Brief
Return verbatim every line from the first line of the data below to the line that contains "georgemoralis: isn't needed", inclusive, and no further.

Stored items
§
PR #4164, opened 2026-03-23
General Misses (0.15.1 WIP part 5)

georgemoralis:


src/core/libraries/kernel/memory.cpp
```diff
@@ -318,6 +318,38 @@ s32 PS4_SYSV_ABI sceKernelMapFlexibleMemory(void** addr_in_out, u64 len, s32 pro
     return sceKernelMapNamedFlexibleMemory(addr_in_out, len, prot, flags, "anon");
 }
 
+s32 PS4_SYSV_ABI sceKernelMapNamedSystemFlexibleMemory(void** addr_in_out, u64 len, s32 prot,
```
StevenMiller123, line 321: I forgot to remove this? 😓

georgemoralis: isn't needed for move tracker lle?

StevenMiller123: It's needed for working malloc LLEs, but I'm pretty sure I reverted the malloc_init LLE stuff already.
MoveTracker LLE can't happen without malloc LLE or HLE.

georgemoralis: well pr a removal then :P , also i think sysmodules also has lle movetracker in it ;p

kalaposfos13: We aren't LLEing MoveTracker anymore, so that isn't relevant.

PR #4165, opened 2026-03-23
 General Misses (0.15.1 WIP part 6)

georgemoralis:
- Fixed a bug in settings loading
- Removed sceKernelMapNamedSystemFlexibleMemory (was a test code)
- Removed libScePadTracker.sprx loading


StevenMiller123:
PadTracker is still safe if I remember right.

kalaposfos13:
PadTracker != MoveTracker, although it's not like removing this too changes much, as while this works as in loads and starts up, it doesn't work as in it cannot actually track anything.

georgemoralis:
well we can re-add it when it is somehow useful

PR #4167, opened 2026-03-24
Lib.Vdec2: Cleaner fix for updated structs in older games

StevenMiller123:
Tested a couple older games in my library. I don't have anything that works well enough and uses the newer struct revisions, so this will need some testing.


yaya54840:
Hello StevenMiller,
 we now have videos of EA Sports UFC and Dead or Alive Xtreme 3.

StevenMiller123:
Both of those are too old to help if I recall correctly.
§
Result below
PR #4164, opened 2026-03-23
General Misses (0.15.1 WIP part 5)

georgemoralis:


src/core/libraries/kernel/memory.cpp
```diff
@@ -318,6 +318,38 @@ s32 PS4_SYSV_ABI sceKernelMapFlexibleMemory(void** addr_in_out, u64 len, s32 pro
     return sceKernelMapNamedFlexibleMemory(addr_in_out, len, prot, flags, "anon");
 }
 
+s32 PS4_SYSV_ABI sceKernelMapNamedSystemFlexibleMemory(void** addr_in_out, u64 len, s32 prot,
```
StevenMiller123, line 321: I forgot to remove this? 😓

georgemoralis: isn't needed for move tracker lle?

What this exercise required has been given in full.